Lines before the one containing "private launch directory." are left out. Retype that line and the rest through the end of the material exactly.

### [RECORDS PROVIDED]
◇ ◇ ◇ ◇
PR #30111, opened 2026-08-28
fix(runner): handle procfs exit race in mitmdump cleanup

### LINKED ISSUE #30086: bug(runner): stabilize mitmdump cleanup proc recheck under concurrency
## Background

The runner test suite intermittently fails in the mitmdump restart lifecycle test when it runs with the full suite, while the same test passes when run by itself.

## Observed behavior

Running:

```bash
cd crates
cargo test -p runner --bin runner --no-fail-fast
```

failed twice in the same test with two nearby call sites:

```text
proxy::process::tests::restart_kills_forked_descendant_and_replaces_launch_directory

runner/src/proxy/process.rs:2131:32:
called `Result::unwrap()` on an `Err` value: Internal("recheck /proc/<pid>/environ after opening mitmdump cleanup pidfd: Permission denied (os error 13)")

runner/src/proxy/process.rs:2120:51:
called `Result::unwrap()` on an `Err` value: Internal("recheck /proc/<pid>/environ after opening mitmdump cleanup pidfd: Permission denied (os error 13)")
```

Both immediate exact-test reruns passed:

```bash
cargo test -p runner --bin runner \
  proxy::process::tests::restart_kills_forked_descendant_and_replaces_launch_directory \
  -- --exact
```

The failures were observed on the repository development container on aarch64 Linux while validating unrelated runner GC changes.

## Expected behavior

The mitmdump cleanup identity recheck and its integration test should be reliable under normal full-suite concurrency without weakening the fail-closed process-ownership boundary.

## Acceptance criteria

- Determine why `/proc/<pid>/environ` becomes unreadable after the cleanup pidfd is opened during the full-suite run.
- Make the production cleanup path or test orchestration handle the identified race safely.
- Preserve fail-closed behavior: an unverified or replaced process must never be killed as if it were the owned mitmdump descendant.
- Add or adjust an entry-point test that reproduces the concurrent failure mode.
- `cargo test -p runner --bin runner --no-fail-fast` passes reliably across repeated runs.

## Relevant code

- `crates/runner/src/proxy/process.rs`

seven332:
## Summary

- classify a failed post-pidfd `environ` read with a fresh process-state and start-time check
- treat only missing, terminal, or replaced processes as no longer matching while preserving errors for the same live generation
- add deterministic launch-close coverage for both the zombie teardown race and the live-process fail-closed case

## Scope

This change is confined to runner procfs cleanup. It does not change process-group shutdown timing, marker validation, raw-PID signaling policy, APIs, persisted state, queue payloads, or deployment protocols.

## Validation

- `cargo test -p runner --bin runner proxy::runtime::tests:: -- --nocapture`
- `cargo test -p runner --bin runner proxy::process::tests::restart_kills_forked_descendant_and_replaces_launch_directory -- --exact --nocapture`
- `cargo test -p runner --bin runner --no-fail-fast` (three consecutive passes on the production implementation plus one current-head pass after the test-seam refinement; each reported 3,351 passed and 26 ignored)
- repository pre-commit Rust formatting, workspace documentation, workspace Clippy, and file-size hooks

Closes #30086

### DIFF
--- a/crates/runner/src/proxy/runtime.rs
+++ b/crates/runner/src/proxy/runtime.rs
@@ -80,11 +80,19 @@ struct ProcessSnapshot {
     same_uid: usize,
 }
 
+#[cfg(test)]
+struct TestEnvironmentRead {
+    pid: u32,
+    read: Box<dyn FnOnce() -> std::io::Result<Vec<u8>> + Send>,
+}
+
 /// Serializes owners of the runner-local proxy resources and scopes every
 /// PyInstaller extraction to one private launch directory.
 pub(super) struct MitmdumpRuntime {
     root: PathBuf,
     _lock: Flock<File>,
+    #[cfg(test)]
+    test_environment_read: std::sync::Mutex<Option<TestEnvironmentRead>>,
 }
 
 impl MitmdumpRuntime {
@@ -107,6 +115,8 @@ impl MitmdumpRuntime {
◇ ◇ ◇ ◇
### [RESPONSE TO THIS EXERCISE]
 /// PyInstaller extraction to one private launch directory.
 pub(super) struct MitmdumpRuntime {
     root: PathBuf,
     _lock: Flock<File>,
+    #[cfg(test)]
+    test_environment_read: std::sync::Mutex<Option<TestEnvironmentRead>>,
 }
 
 impl MitmdumpRuntime {
@@ -107,6 +115,8 @@ impl MitmdumpRuntime {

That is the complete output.